Donald-Trump

The mainstream media nitwits and Rinos are wringing their hands and biting their fingernails attempting to psychoanalyze Donald Trump’s recent staff shakeup, replacing his campaign manager, but especially making Steve Bannon CEO.

Bannon is a reflection of The Donald – committed America First outsider, hard nosed and ruthless competitor, and at least appears to believe in a take-no-prisoners approach to gamesmanship. He would be the kind of head football coach who would run up the score to 150-0 and laugh at the opposing coach as he whined about it. Political correctness has no place in his world, nor The Donald’s. Thus, I see the Bannon hire as brilliant.

Trump gave the RNC/establishment model of presidential candidate a try. Not only did it look as uncomfortable on him as a cactus sweater, it did him no good whatsoever. Let’s face it, Trump can be as accommodating, politically correct, and non-confrontational as the RNC/GOP likes, but it isn’t working. That ship has sailed. It’s a new world. The electorate is smarter now.

Furthermore, despite his recent accommodation to the GOP, it won The Donald no new establishment friends. They still held their noses in his presence.

With Bannon behind the wheel I see the old Donald coming back, returning to his crude, politically incorrect, street fighting roots, and flipping off those who complain. It was Mom and Pop America who got Trump to where he is today, not the RNC/GOP. They are fortunate Trump has decided to wear their label. It was the meat and potatoes Americans, not the country club caviar crowd who forced The Donald down the GOP’s throat. They finally told the establishment what they want, and what they want is NOT the establishment.

Heeding the creed that “you dance with who brung you,” The Donald is back! Brilliant hire!

From Newsmax
Donald Trump’s campaign shakeup and new plan to run more directly against the Washington establishment could force more defections by mainstream Republicans who are increasingly worried about preserving their House and Senate majorities.

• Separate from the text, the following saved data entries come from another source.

PR #1783, opened 2023-07-19
test: add an Elasticsearch 7.x server to test infrastructure and use it to test older clients

nr-ahemsath:
This PR allows us to test older versions (all the way back to 7.0.0) of the 7.x clients (NEST and Elasticsearch.Net) to verify our instrumentation's compatibility with the full range of versions we want to support.  We needed to add a 7.x Elasticsearch server to our test infrastructure to enable this.

### DIFF
--- a/tests/Agent/IntegrationTests/Shared/ElasticSearchConfiguration.cs
+++ b/tests/Agent/IntegrationTests/Shared/ElasticSearchConfiguration.cs
@@ -33,7 +33,8 @@ namespace NewRelic.Agent.IntegrationTests.Shared
             }
         }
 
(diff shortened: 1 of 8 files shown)


tippmar-nr (approved):
Looks solid!

chynesNR:
It looks like some of the Elasticsearch tests are failing. Maybe something isn't hooked up quite right?

nr-ahemsath:
> It looks like some of the Elasticsearch tests are failing. Maybe something isn't hooked up quite right?

I forgot to open up the new port on the server.  It should pass on the re-run.

chynesNR (approved):

PR #1795, opened 2023-07-25
feat: Add support for Sitecore.Logging (#1790)

### LINKED ISSUE #1790: Sitecore support
This is the parent ticket to capture work to be done for adding Sitecore support.

chynesNR:
Adds logging support (including context data) for Sitecore.Logging, which uses a very old fork of log4net. Resolves #1790.

Note that the Sitecore.Logging library is only available as a standalone package via myget, but this is only needed for the integration tests.

# Author Checklist

# Reviewer Checklist
- [ ] Perform code review


src/Agent/NewRelic/Agent/Extensions/Providers/Wrapper/Log4NetLogging/Log4netWrapper.cs
```diff
@@ -57,7 +64,27 @@ private void RecordLogMessage(object logEvent, Type logEventType, IAgent agent)
...
             var getTimestampFunc = _getTimestamp ??= VisibilityBypasser.Instance.GeneratePropertyAccessor<DateTime>(logEventType, "TimeStamp");
 
-            var getLogExceptionFunc = _getLogException ??= VisibilityBypasser.Instance.GeneratePropertyAccessor<Exception>(logEventType, "ExceptionObject");
+            Func<object, Exception> getLogExceptionFunc;
+
+            try
+            {
+                getLogExceptionFunc = _getLogException ??= VisibilityBypasser.Instance.GeneratePropertyAccessor<Exception>(logEventType, "ExceptionObject");
+            }
+            catch
```
nrcventura, line 73: Would it be better if we used reflection to see if that Property (or field in the other block) exists instead of relying on this sequence of try-catch blocks?

chynesNR: That would probably be a little cleaner, but would mean some refactoring in the VisibilityBypasser. Maybe something for the backlog? This will only throw once if you're running Sitecore, and then the function will be cached, so I don't think there's much overhead (unless I'm missing something).

nrcventura: Overall it would be a 1-time cost so the difference probably would not be noticeable. In the past we didn't perform that check in the visibility bypasser. There is at least one other spot in instrumentation where we needed to do something similar, and took the approach of using reflection to check for the existence of something before attempting to setup the visibility bypasser. I don't have a strong reason to prefer one approach over the other. However, it might make sense like you're suggesting to have something in the backlog so that it's easier to use a consistent pattern (possibly in the VisibilityBypasser or something similar).

tests/Agent/IntegrationTests/nuget.config
```diff
@@ -0,0 +1,13 @@
+<?xml version="1.0" encoding="utf-8"?>
+<configuration>
+  <packageSources>
+    <!-- For testing purposes, we want to pull in just the Sitecore logging package -->
+    <add key="Sitecore-MyGet.org" value="https://sitecore.myget.org/F/sc-packages/api/v3/index.json"/>
+  </packageSources>
+  <packageSourceMapping>
+    <!-- key value for <packageSource> should match key values from <packageSources> element -->
+    <packageSource key="Sitecore-MyGet.org">
```
tippmar-nr, line 9: Mentioned in a Slack thread, but looks like Sitecore is moving away from MyGet. https://support.sitecore.com/kb?id=kb_article_view&sysparm_article=KB1002999

jaffinito (approved):

tests/Agent/IntegrationTests/nuget.config
chynesNR: Thanks for the heads up! I added a ticket to fix it later: https://github.com/newrelic/newrelic-dotnet-agent/issues/1796

src/Agent/NewRelic/Agent/Extensions/Providers/Wrapper/Log4NetLogging/Log4netWrapper.cs
chynesNR: Yeah I think a common pattern would be a good idea. I've created a ticket to come back to it: https://github.com/newrelic/newrelic-dotnet-agent/issues/1797

tests/Agent/IntegrationTests/nuget.config
chynesNR: My mistake, I didn't realize the new feed was already available. Fixed!

tippmar-nr (approved):
Looks good!

nrcventura (approved):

House Speaker Paul Ryan and other congressional Republicans will be under added pressure to decide whether to stick with Trump or campaign more openly to keep Congress in Republicans hands as a check on a future President Hillary Clinton.

At the same time, Trump’s decision to hire Stephen K. Bannon, executive chairman of crusading right-wing website Breitbart News and a former Goldman Sachs banker, as chief executive of his campaign has buoyed the most conservative Republican lawmakers, who are eager to see the real-estate mogul stay the course that helped him triumph in the Republican primaries.

Either way, the changes complicate what was already a difficult task for congressional Republicans to defend their majorities in both chambers and hold together a splintering party.

Under Bannon, Breitbart News has targeted establishment Republicans, including former Speaker John Boehner. As part of Trump’s move, the Republican presidential nominee plans to restore a full-bore anti-establishment tenor to the campaign, ending sporadic efforts to moderate his tenor and reach out to skeptical Republicans and independents, according to a person familiar with the matter.

Pressure on Fence-Sitters

Representative Charlie Dent of Pennsylvania, who made clear in early August that he won’t be voting for Trump, said Bannon’s hiring could push some Republican congressional fence-sitters to take a firm stance on Trump.

“It might give them more incentive to make a decision one way or the other,” Dent, co-chairman of a group of about three dozen House centrists, said in a telephone interview.

“It will be kind of hard to just try and not say anything,” he said of Republican candidates. “It just seems to me that this campaign has been largely run by the candidate himself and this shake-up is just another indication of disorder ahead.”

But Representative Mark Meadows of North Carolina called Trump’s move a good prescription for worried congressional Republicans.

“To suggest that we need to go with more of an establishment type of campaign really would be to ignore everything that is happening in the world, and certainly in Washington, D.C.,” said Meadows, a founder and leader of the conservative House Freedom Caucus, which played a key role in ousting Boehner and since has challenged Ryan on several legislative fronts. “There’s a reason why millions of Americans on both sides of the aisle feel they want an outsider — whether that would be Bernie Sanders or Donald Trump.”